Aug 052013
I know it sounds weird to have a filter for ALL incoming mail, as it’s not really filtering anything. But sometimes there are actions you want Gmail to take on all of your email. This could include not sending anything to the spam folder, forwarding the email to a different address, or marking it with a label.
There is not ‘catch all’ setting, so you have to use a simple trick. When setting your filter search options, enter a nonsense value in the “Doesn’t have” field. Example: ‘ash87slkjhsdkjfsd8fsdf99889’. No real email coming in should ever have that value in the mail, so that will essentially match all your new mail.
Seems kinda silly, but it works! Here’s a screenshot:
Hope that helps!
Nice! This helped.
Ahah very good idea, thanks!!
This perfect solution helped so badly. Thanks a million bro!
Brilliant!
Clever 🙂 I’m kinda kicking myself for not seeing that myself. Thanks!
You know that there is a built in option to do that, right?
Settings -> Forwarding and POP/IMAP.
The first option is to choose the address you want to forward all you emails to.

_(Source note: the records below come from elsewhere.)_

PR #1354, opened 2026-06-16
Reduce Azure DevOps Windows parallelism from 8 to 2, #1350

### LINKED ISSUE #1350: Failing TestPerformance test on Azure DevOps

### Task description

https://dev.azure.com/lucene-net-temp4/Main/_build/results?buildId=392&view=ms.vss-test-web.build-test-results-tab&runId=232884&resultId=100024&paneView=debug (123s)
https://dev.azure.com/lucene-net-temp4/Main/_build/results?buildId=391&view=ms.vss-test-web.build-test-results-tab&runId=232948&resultId=100024&paneView=debug (124s)
https://dev.azure.com/lucene-net-temp4/Main/_build/results?buildId=387&view=ms.vss-test-web.build-test-results-tab&runId=230975&resultId=100016&paneView=debug (183s)

This TestPerformance test has started failing randomly on Azure DevOps. Error:

```
training took more than 2 mins : 123s
(Test: Lucene.Net.Classification.KNearestNeighborClassifierTest.TestPerformance)
```

Note that it is usually just barely past the 2 minute (120s) cutoff, although that one occasion above is 183s.

Since this test is naturally performance-sensitive, it is entirely possible that Azure DevOps had a performance regression at some point, i.e. due to an OS update.

Speaking of OS, I have only seen this fail on Windows agents, and it should be noted that Azure DevOps windows agents are, in my professional experience, _much_ slower than Linux agents. We often get builds to succeed in half the time by switching agents from Windows to Linux. That said, we should probably do due diligence and investigate this properly. There might also be real performance gain opportunities by looking into this.

If it turns out to just be an Azure DevOps issue, we could work around this by setting an environment variable to increase this timeout to something like 5 minutes. 

Although this is unlikely to result in an API change, it is a failing test that takes time out of our day to investigate each time, so it would be good to get this fixed sooner than later. So I've added this to the beta milestone, but it certainly could be moved to the final milestone.

paulirwin:

Reduce Azure DevOps Windows parallelism from 8 to 2

Fixes #1350

## Description

The KNearestNeighborClassifierTest.TestPerformance failures on Azure DevOps Windows agents are caused by CPU starvation. This could have changed over time due to an OS/agent upgrade, a SDK change, or simply that we're running more tests now than we were before (including more concurrent-load tests). The timed region (indexing 1000 docs + opening a reader) runs in under 400ms locally even for the exact seeds that took 123s-183s on Azure, and two of the three failing seeds used an in-memory RAMDirectory (so it is not disk/fsync/AV).

The test runner launches up to maximumParallelJobs dotnet test processes concurrently on a single shared agent VM. On the standard 2-core Windows hosted agents, 8 concurrent assemblies is ~4x oversubscription, which starves the perf-sensitive test and pushes its wall-clock past the 120s threshold. Lowering the Windows concurrency to 2 reduces oversubscription. Linux/macOS are left at 7 since the failures are (currently) Windows-only.

I ran this 9 times on ADO (3 in parallel, then 5 in parallel, then one isolated) and the #1350 failing test never came back. It did expose a few other known and previously-unknown failures which all seem concurrency-related, which is a good thing! These tests were not failing previously, likely because they were taking too long to preemptively multitask on the oversubscribed CPUs. These failing tests will be evaluated independently of this PR.

### DIFF
--- a/azure-pipelines.yml
+++ b/azure-pipelines.yml
@@ -346,7 +346,7 @@ stages:
         Windows:
           osName: 'Windows'
           imageName: 'windows-latest'
-          maximumParallelJobs: 8
+          maximumParallelJobs: 2
           maximumAllowedFailures: 0 # Maximum allowed failures for a successful build
         Linux:
           osName: 'Linux'
@@ -381,7 +381,7 @@ stages:
         Windows:
           osName: 'Windows'
           imageName: 'windows-latest'
-          maximumParallelJobs: 8
+          maximumParallelJobs: 2
           maximumAllowedFailures: 0 # Maximum allowed failures for a successful build
     displayName: 'Test net10.0,x86 on'
     pool:
@@ -406,7 +406,7 @@ stages:
         Windows:
           osName: 'Windows'
           imageName: 'windows-latest'
-          maximumParallelJobs: 8
+          maximumParallelJobs: 2
           maximumAllowedFailures: 0 # Maximum allowed failures for a successful build
         Linux:
           osName: 'Linux'
@@ -441,7 +441,7 @@ stages:
         Windows:
           osName: 'Windows'
           imageName: 'windows-latest'
-          maximumParallelJobs: 8
+          maximumParallelJobs: 2
           maximumAllowedFailures: 0 # Maximum allowed failures for a successful build
     displayName: 'Test net9.0,x86 on'
     pool:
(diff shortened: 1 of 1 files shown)


NightOwl888 (approved):
Thanks for tracking this down!

PR #847, opened 2022-10-07
fix(bazel/browsers): exclude chromium debug logs on remaining platforms

kormide:
@devversion

### DIFF
--- a/bazel/browsers/chromium/chromium.bzl
+++ b/bazel/browsers/chromium/chromium.bzl
@@ -22,8 +22,7 @@ def define_chromium_repositories():
             "CHROMIUM": "chrome-linux/chrome",
         },
         exclude_patterns = [
-            # Exclude a log file that chromium writes to each run, causing remote cache
-            # misses in downstream targets.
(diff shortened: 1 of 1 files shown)


bazel/browsers/chromium/chromium.bzl
```diff
@@ -41,6 +40,10 @@ def define_chromium_repositories():
         named_files = {
             "CHROMIUM": "chrome-mac/Chromium.app/Contents/MacOS/Chromium",
         },
+        exclude_patterns = [
+            # Exclude a log file that chromium writes to each run, causing remote cache misses.
+            "chrome-mac/Chromium.app/Contents/Frameworks/Chromium Framework.framework/Versions/*/chrome_debug.log",
```
kormide, line 45: Log gets output under `Versions/Current` and `Versions/99.0.4759.0`.

kormide: I don't actually have an `x64` mac to test this on, but I'm assuming the path is the same as the `arm64`.

devversion (approved):
Thank you!! this is awesome

PR #848, opened 2022-10-10
feat(github-actions): introduce action to identify PRs affecting Google

devversion:
This is the external part to the internal service. The internal service will complete the commit statuses for PRs needing internal presubmits.

This action exists as we do not auto-generate presubmits for PRs.


github-actions/google-internal-tests/lib/main.ts
```diff
@@ -0,0 +1,79 @@
...
+    return;
+  }
+  if (context.eventName !== 'pull_request_target' || context.payload.action !== 'synchronize') {
+    throw new Error(
+      'Expected Google Internal Tests action to be triggered for ' +
+        '`pull_request_target.synchronize` events.',
+    );
+  }
+
+  const githubToken = core.getInput('github-token', {required: true});
```
josephperrott, line 18: Can we use the angular robot instead of the Github Actions token?

github-actions/google-internal-tests/lib/main.ts
```diff
@@ -0,0 +1,79 @@
...
+      } as const)
+    : ({
+        state: 'success',
+        description: 'Does not affect Google.',
+      } as const);
+
+  await github.repos.createCommitStatus({
+    ...context.repo,
+    sha: prHeadSHA,
+    state: status.state,
```
josephperrott, line 58: If we use `target_url` as the key for the status object, then you could just use `...status` here.

github-actions/google-internal-tests/lib/main.ts
devversion: Resolved offline. Using the github action token we can limit permissions better

github-actions/google-internal-tests/lib/main.ts
```diff
@@ -0,0 +1,79 @@
...
+        // internal presubmit status service then.
+        description: `Waiting for Google Internal Tests. ${
+          runTestGuideURL ? `@Googlers: See Details for instructions -->` : ''
+        }`.trim(),
+        url: runTestGuideURL,
+      } as const)
+    : ({
+        state: 'success',
+        description: 'Does not affect Google.',
+      } as const);
```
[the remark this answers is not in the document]
devversion: I like it- done.

github-actions/google-internal-tests/lib/main.ts
devversion: good idea. done!

josephperrott (approved):
LGTM

PR #849, opened 2022-10-11
fix(github-actions): allow for other pull request event actions

devversion:
We also want to trigger for `opened` and `reopened` events.


josephperrott (approved):
LGTM

PR #853, opened 2022-10-12
feat(github-action): do not override g3 status if pointing to CL

devversion:


github-actions/google-internal-tests/lib/main.ts
```diff
@@ -15,17 +20,32 @@ async function main() {
...
   const alwaysExternalFiles = constructPatterns(alwaysExternalFilesRaw);
 
   const github = new Octokit({auth: githubToken});
-  const prNum = context.payload.pull_request!.number;
-  const prHeadSHA = context.payload.pull_request!.head!.sha;
+  const existingGoogleStatus = await findExistingTestStatus(github, prHeadSHA);
+
+  // If there is an existing status already pointing to an internal CL, we do not override
+  // the status. This can happen when e.g. a presubmit-tested PR is closed and reopened.
+  if (existingGoogleStatus && existingGoogleStatus.target_url?.startsWith('http://cl/')) {
```
devversion, line 46: This is the thing I'm a little unhappy about. It relies on the URL we populate from internal. At the same time though this whole action already relies on the context name being `google-internal-tests`- so maybe fine 🤷

github-actions/google-internal-tests/action.yml
```diff
@@ -7,6 +7,10 @@ inputs:
   github-token:
     required: true
     description: GitHub Token used for creating the commit statuses.
+  sync-branch:
```
josephperrott, line 10: IMHO I don't think we should have this as a setting, it should just always be `main`.  Particularly because if we allow another branch to be used, then we need to leverage our branch targeting logic from ng-dev.  `main` is the one exception as it must be targeted via the github UI to be included.

github-actions/google-internal-tests/lib/main.ts
josephperrott: I view this action as being part of the internal tool (or rather they together make up the tool), so I think its fine to rely on implementation details of the internal piece.

github-actions/google-internal-tests/lib/main.ts
```diff
@@ -80,6 +100,22 @@ function constructPatterns(rawPatterns: string): minimatch.IMinimatch[] {
   return patterns;
 }
 
+async function findExistingTestStatus(
+  github: Octokit,
+  prHeadSHA: string,
+): Promise<GithubStatus | null> {
+  const existingStatuses = await github.paginate(
+    github.repos.getCombinedStatusForRef,
```
josephperrott, line 108: Can this method even paginate?

josephperrott (commented):
As far as an implementation goes for not overrideing the g3 status, LGTM

Should we instead consider just gating when this action runs to only be `open`, `reopen` and `synchronize`?  This would accomplish the same result as the action would only run on what should be considered "fresh" commits.

github-actions/google-internal-tests/lib/main.ts
devversion: Yes, looks like it: https://octokit.github.io/rest.js/v19#:~:text=Get%20the%20combined%20status%20for%20a%20specific%20reference

github-actions/google-internal-tests/action.yml
devversion: Updated.

josephperrott (approved):
LGTM

Discussed the complexity vs precision tradeoffs offline.

PR #859, opened 2022-10-13
build: enable org wide action to sync labels

josephperrott:
Initially only set up the dev-infra repo confirm the sync works as expected.

### DIFF
--- a/.github/workflows/org-wide-actions.yml
+++ b/.github/workflows/org-wide-actions.yml
@@ -1,0 +1,22 @@
+name: Angular Org Actions
+
+on:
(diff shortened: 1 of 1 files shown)


devversion (approved):
LGTM, I assume we could limit it runs to e.g. every 3 hours given the manual dispatch too

josephperrott:
@devversion  Just to make sure I am thinking of this correctly: `'0 0 * * *'` is 1 time per day at 0:00 right?

devversion:
It is- but the comment doesn't reflect that, and I just look there

PR #861, opened 2022-10-13
refactor(ng-dev/pr): update standard label descriptions to be <= 100 characters

josephperrott:
Github only allows for descriptions to be 100 characters, and as such, standard labels must comply with this requirement.


devversion (approved):
🚀

PR #865, opened 2022-10-13
Refactor validations

josephperrott:
Part of the intent here is to separate our pull request validation from pull request merging so we can perform validations outside of actual merges.

### DIFF
--- a/ng-dev/pr/common/validation/validate-pull-request.ts
+++ b/ng-dev/pr/common/validation/validate-pull-request.ts
@@ -19,6 +19,7 @@ import {passingCiValidation} from './assert-passing-ci.js';
 import {pendingStateValidation} from './assert-pending.js';
 import {signedClaValidation} from './assert-signed-cla.js';
 import {PullRequestValidationConfig} from './validation-config.js';
+import {PullRequestValidationFailure} from './validation-failure.js';
 
 /**
  * Asserts that the given pull request is valid. Certain non-fatal validations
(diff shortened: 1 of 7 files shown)


ng-dev/pr/merge/pull-request.ts
```diff
@@ -46,6 +47,8 @@ export interface PullRequest {
   baseSha: string;
   /** Git revision range that matches the pull request commits. */
   revisionRange: string;
+
+  validationFailures: PullRequestValidationFailure[];
```
devversion, line 51: Add a comment for this field too, and should we actually do this now? Couldn't we continue asserting directly instead of storing the failures here (in the loadAndValidate function)

ng-dev/pr/merge/merge-tool.ts
```diff
@@ -86,6 +87,24 @@ export class MergeTool {
...
     const pullRequest = await loadAndValidatePullRequest(this, prNumber, validationConfig);
 
+    if (pullRequest.validationFailures.length > 0) {
+      Log.error(`Pull request did not pass one or more validation checks. Error:`);
+
+      for (const failure of pullRequest.validationFailures) {
+        Log.error(` -> ${bold(failure.message)}`);
+      }
+      Log.info();
+      if (pullRequest.validationFailures.find((failure) => !failure.canBeForceIgnored)) {
```
devversion, line 97:
```suggestion
      if (pullRequest.validationFailures.some((failure) => !failure.canBeForceIgnored)) {
```

ng-dev/pr/merge/merge-tool.ts
```diff
@@ -86,6 +87,24 @@ export class MergeTool {
...
+        Log.info(yellow(`All discovered validations are non-fatal and can be forcibly ignored.`));
+
+        if (await Prompt.confirm('Do you want to forcibly ignore these validation failures?')) {
+          return;
+        }
+      }
+
+      throw pullRequest.validationFailures[0];
```
devversion, line 105: oh this feels incorrect. could we just throw fatal merge tool error then?

ng-dev/pr/common/validation/validate-pull-request.ts
```diff
@@ -35,22 +36,38 @@ export async function assertValidPullRequest(
   ngDevConfig: NgDevConfig<{pullRequest: PullRequestConfig; github: GithubConfig}>,
```
devversion, line 36: the jsdoc above needs to be updated

devversion (commented):
Nice improvement. For what else do you anticipate this being useful?

ng-dev/pr/merge/merge-tool.ts
josephperrott: Created new FatalPullRequestValidationFailureError class for this usage.  This also aligns better as it is now defined in the same place as the other pull request fatal errors.

devversion (approved):

PR #867, opened 2022-10-14
fix(ng-dev): update caretaker check to support canonical config for g3 sync

devversion:
See individual commits


crisbeto (approved):
LGTM

PR #878, opened 2022-10-25
build: keep `branchNameStrict` set to `true`

devversion:
Renovate had a breaking change in v33 and reverted in v34. Since we were already on v33- we want to keep the strict branch names given that we already had new PRs sent out.

See https://github.com/renovatebot/renovate/releases/tag/34.0.0 for details.


devversion:
Related to #876

alan-agius4 (approved):

PR #879, opened 2022-10-25
refactor(github-actions): always set google internal tests status

devversion:
Currently the action is a noop if a PR targets a branch other than the sync branch. This works- but in practice the old legacy Github Robot status does not differentiate between branches and enforces that `google-internal-tests` is also present even for e.g. PRs only targeting the patch branch.


josephperrott (approved):
LGTM

PR #880, opened 2022-10-25
build: do not use test-results grather command in platform CI jobs

devversion:
Currently we end up building all of ng-dev in the Windows/MacOS job-even though we only are interested in some fine-grained selected targets. Also the ng-dev gather build fails on Windows likely due to no full windows Bazel setup. 

It's not worth investigating- our windows-specific tests run as expected and pass.


josephperrott (approved):
LGTM

PR #881, opened 2022-10-25
feat(ng-dev/caretaker): add status urls to caretaker check

josephperrott:
Add the status urls to the caretaker check for failing services to allow easier detail checks of the status for caretakers.


devversion (approved):

pkozlowski-opensource (approved):
LGTM, thnx @josephperrott !

PR #2989, opened 2025-08-22
feat(github-actions): cache nvm installations between runs

alan-agius4:
This commit introduces a caching mechanism for NVM installations within the GitHub Actions workflow.


josephperrott (approved):
LGTM

PR #2990, opened 2025-08-22
ci: add bazel lock file update command

alan-agius4:
Adds the bazel lock file update command to post update task


josephperrott (approved):
LGTM

PR #2999, opened 2025-08-25
fix(bazel): properly handle highlighter.js in strict deps tests

josephperrott:


bazel/ts_project/strict_deps/index.mts
```diff
@@ -52,16 +52,18 @@ function checkPathsForMatch(moduleSpecifier: string, paths?: ts.MapLike<string[]
   return false;
 }
 
+/** The list of known package names that end with extensions and need to be special cased. */
+const knownModuleSpecifiersWithExtensions = ['highlight.js', 'zone.js'];
```
alan-agius4, line 56: NIT: consider a Set for constant time.

alan-agius4 (approved):
LGTM.

PR #3002, opened 2025-08-26
ci: disable updating of `@google-cloud/spanner`

alan-agius4:
This dependency had a missing dependency for sometime, which now has been addressed however  it's transtive dependency `@opentelemetry/api` now has missing depedencies.


josephperrott (approved):
LGTM

PR #3011, opened 2025-08-27
fix(github-actions): add an additional retry on failed attempts to set the merge status

josephperrott:
Add an additional retry if the branch manager fails to set the mergeability status on a pull request, after a short timeout.


thePunderWoman (approved):
Huge LGTM for this. Thanks, @josephperrott!

PR #3013, opened 2025-08-28
ci: change when `postUpgradeTasks` are invoked

alan-agius4:
Since the `package.json` file is no longer included in the Bazel lock file, the `postUpgradeTasks` are only necessary when the `matchManagers` are 'bazel', 'bazel-module', or 'bazelisk' for the majority of our repos.

For the dev-infra and Angular framework repositories, the `Angular framework repositories, the postUpgradeTasks` should be executed when the managers are 'bazel', 'bazel-module', 'bazelisk', or 'npm' due to them having generated checked-in files.

### DIFF
--- a/renovate-presets/default.json5
+++ b/renovate-presets/default.json5
@@ -36,26 +36,25 @@
     'yarn', // Yarn is copied locally in all repositories where needed.
   ],
 
-  // Renovate does not update Bazel lockfile for the time being.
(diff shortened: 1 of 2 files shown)


josephperrott:
This PR was merged into the repository by commit c0d97dbb3d3a1d20be56d3db5cdf3ad82547c0ac.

this option is only valid if you are forwarding messages to ONE recipient. If you want to forward ALL messages to multiple recipients you need to configure filters
Nifty solution. Filters/rules are helpful for more than forwarding. E.g., Gmail messages that I accessed via Apple mail would often come through marked “Important” for reasons known only to gremlins. Thanks to your tip, they no longer do.
“You know that there is a built in option to do that, right?
Settings -> Forwarding and POP/IMAP.
The first option is to choose the address you want to forward all you emails to.”
The different between a filter/forward and forward is that filter/forward can forward to multiple email address.
a forward can only send to one email address.
Wow, thanks, neat workaround! Exactly what I needed haha!
@Arik, that feature simply resends the email. If you want to “decorate” the email in some way, for example, add the tag “[EMAIL2]” to the subjectm then you have to use a filter.
@Arik unfortunately some mail does goes into the spam.
Of course, there is always the possibility that there is an email with that character sequence. Best way to do it is with the “Smaller Than” Filer, and set it to something like 7000 mb
Yes, forward works with one address at a time only though.
You can also do “larger than: 0 bytes”
This will return even a blank email with no subject or body; and that way you don’t accidentally miss a message containing your random text
If your filter has “from:(-me)” then sent items will be excluded..
BRILLIANT suggestion! It works with all receiving settings (“To”, “Cc” and “Bcc”)… You’re a genius, thanks so much!
Glad to help!!
I searched for this answer and found it, thanks!
Thanks. very helpfull
Thanks, it makes sense!
Shere genius XD
I’m with some of the others who are kicking themselves for not being the brilliant one to think up this solution. Thanks so much for sharing, you saved my brain a lot of work today!
You can also put * to any of the fields.
great simple idea. You are the man, thank you for sharing that!
Brilliant!
4 years later, and still helping, thanks.
Thanks a million bro!!!! Love you for this!!
Thanks so much
it is working
Still a greats solution!!! Thanks!
Oh thank you ! =)
Years has passed and no such function has ever been introduced to gmail. Shame. However, I’ve found a slightly more elegant solution. Set a filter for messages that contain:
{cutelittlekitty -cutelittlekitty}
The letter string is arbitrary of course. The point is, braces make gmail search for both the mails that do and do not contain the string – making every possible message a match. (Contrary to parentheses that would always give 0 results here).
One more solution: to set filter “From: (*)”
HELP!! I can’t get the filter to work after repeated attempts. I have a mailbox that is to be autoforwarded to several others hence the need for a filter. I setup the filter for anything matching the to address and I also did one for the example here. NOTHING WORKS!. There are no filters setup though I try again to set one up for one already done I get a message the a filter exists though not on the list of filters. HELP!!
Hmm…is there a chance that the filter would result in a loop? I’ve noticed gmail is smart enough to know when it’s forwarding too many times to the same accounts and tries to prevent an infinite loop.